I just found out that it seems to be an issue with the browser I am using. The loader works in Firefox, in Google Chrome it doesn't. Maybe I have too many tabs open.

carlosrcoelho commented 1 month ago

@niko-logothetis Hey, are you still facing this issue on Google Chrome? Is any error showing up for you? Can you send a screenshot?

If not, please let us know if this issue can be closed.

niko-logothetis commented 1 month ago

@niko-logothetis Hey, are you still facing this issue on Google Chrome? Is any error showing up for you? Can you send a screenshot?

If not, please let us know if this issue can be closed.
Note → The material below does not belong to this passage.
PR #807, opened 2018-06-09
allow descriptions/comments in periodic transactions

simonmichael:


simonmichael:
I will hold this until after #804 lands, but any comments welcome. It improves the docs, and makes periodic transaction rules better at generating realistic transactions, which is useful when using them as a data entry aid.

Hi Carlos, unfortunatelly the error is still there, I try to upload a file with the file-node, dialogue opens, I choose the file but it is not uploaded. I tried it with my local install and also on DataStax, same issue. I started Chrome in Debug mode and got the following error:

[20128:59576:1001/130411.226:ERROR:registration_request.cc(291)] Registration response error message: DEPRECATED_ENDPOINT [20128:60624:1001/130416.998:ERROR:device_event_log_impl.cc(201)] [13:04:16.998] USB: usb_service_win.cc:105 SetupDiGetDeviceProperty({{A45C254E-DF1C-4EFD-8020-67D146A850E0}, 6}) failed: Element nicht gefunden. (0x490) [20128:60624:1001/130517.153:ERROR:device_event_log_impl.cc(201)] [13:05:17.148] USB: usb_service_win.cc:105 SetupDiGetDeviceProperty({{A45C254E-DF1C-4EFD-8020-67D146A850E0}, 6}) failed: Element nicht gefunden. (0x490) [20128:59576:1001/130557.624:ERROR:registration_request.cc(291)] Registration response error message: DEPRECATED_ENDPOINT [20128:60624:1001/130717.534:ERROR:device_event_log_impl.cc(201)] [13:07:17.534] USB: usb_service_win.cc:105 SetupDiGetDeviceProperty({{A45C254E-DF1C-4EFD-8020-67D146A850E0}, 6}) failed: Element nicht gefunden. (0x490) [20128:60624:1001/130817.681:ERROR:device_event_log_impl.cc(201)] [13:08:17.681] USB: usb_service_win.cc:105 SetupDiGetDeviceProperty({{A45C254E-DF1C-4EFD-8020-67D146A850E0}, 6}) failed: Element nicht gefunden. (0x490)

Any ideas?

Just to mention again: If I use Firefox, I can upload a file. Back in Chrome then it also appears. Chrome Version: Version 129.0.6668.71 (Official Build) (64-bit) Langflow Version: 1.0.18

carlosrcoelho commented 1 month ago

@niko-logothetis

Could you share your flow?

carlosrcoelho commented 1 month ago

Thank you for your contribution! This issue will be closed. If you have any questions or encounter another problem, please open a new issue and we will be ready to help you.